Collected data entries:
******************************

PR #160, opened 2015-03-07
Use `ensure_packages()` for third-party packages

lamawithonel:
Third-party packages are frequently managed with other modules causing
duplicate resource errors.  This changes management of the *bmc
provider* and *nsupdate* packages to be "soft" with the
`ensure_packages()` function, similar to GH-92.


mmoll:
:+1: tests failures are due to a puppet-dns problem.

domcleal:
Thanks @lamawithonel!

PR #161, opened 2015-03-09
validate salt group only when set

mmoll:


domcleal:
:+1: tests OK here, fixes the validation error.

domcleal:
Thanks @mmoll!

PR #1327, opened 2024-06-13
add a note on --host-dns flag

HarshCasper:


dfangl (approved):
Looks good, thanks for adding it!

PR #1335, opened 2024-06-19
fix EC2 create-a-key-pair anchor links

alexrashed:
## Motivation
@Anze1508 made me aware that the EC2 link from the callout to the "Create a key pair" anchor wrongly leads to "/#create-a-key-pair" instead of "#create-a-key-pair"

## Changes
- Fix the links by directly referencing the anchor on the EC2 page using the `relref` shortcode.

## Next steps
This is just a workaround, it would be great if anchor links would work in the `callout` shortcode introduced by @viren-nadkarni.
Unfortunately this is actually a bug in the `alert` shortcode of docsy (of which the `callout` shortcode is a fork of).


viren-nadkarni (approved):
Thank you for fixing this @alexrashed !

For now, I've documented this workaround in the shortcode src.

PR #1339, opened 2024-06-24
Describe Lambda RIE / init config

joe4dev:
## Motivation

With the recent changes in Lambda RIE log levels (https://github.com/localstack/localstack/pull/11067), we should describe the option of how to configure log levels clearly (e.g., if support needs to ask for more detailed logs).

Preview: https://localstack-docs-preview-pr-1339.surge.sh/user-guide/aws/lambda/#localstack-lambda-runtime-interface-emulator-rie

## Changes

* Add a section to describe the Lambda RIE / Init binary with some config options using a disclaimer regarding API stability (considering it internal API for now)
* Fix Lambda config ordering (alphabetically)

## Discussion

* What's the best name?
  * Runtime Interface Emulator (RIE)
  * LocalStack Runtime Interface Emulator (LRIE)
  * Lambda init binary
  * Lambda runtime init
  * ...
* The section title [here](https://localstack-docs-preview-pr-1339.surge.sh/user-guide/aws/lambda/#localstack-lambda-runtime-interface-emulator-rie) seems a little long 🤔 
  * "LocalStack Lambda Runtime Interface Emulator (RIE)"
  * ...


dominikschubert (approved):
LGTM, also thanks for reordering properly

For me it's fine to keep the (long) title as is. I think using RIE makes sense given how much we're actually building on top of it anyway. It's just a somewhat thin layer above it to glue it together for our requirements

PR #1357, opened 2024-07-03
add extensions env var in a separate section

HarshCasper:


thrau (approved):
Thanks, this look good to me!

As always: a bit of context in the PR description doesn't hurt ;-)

******************************

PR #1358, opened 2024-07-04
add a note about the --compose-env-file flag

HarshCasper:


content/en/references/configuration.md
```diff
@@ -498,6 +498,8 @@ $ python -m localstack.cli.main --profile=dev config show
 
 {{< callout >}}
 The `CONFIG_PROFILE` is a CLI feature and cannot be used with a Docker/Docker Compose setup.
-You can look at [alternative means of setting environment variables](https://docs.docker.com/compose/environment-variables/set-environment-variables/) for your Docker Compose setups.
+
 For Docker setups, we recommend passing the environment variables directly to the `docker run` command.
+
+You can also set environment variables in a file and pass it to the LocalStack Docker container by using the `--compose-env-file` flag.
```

******************************

** THE TASK **
Which lines of the records contain the word "variables"? Copy each of them.

** FINISHED TASK **
-You can look at [alternative means of setting environment variables](https://docs.docker.com/compose/environment-variables/set-environment-variables/) for your Docker Compose setups.
 For Docker setups, we recommend passing the environment variables directly to the `docker run` command.
+You can also set environment variables in a file and pass it to the LocalStack Docker container by using the `--compose-env-file` flag.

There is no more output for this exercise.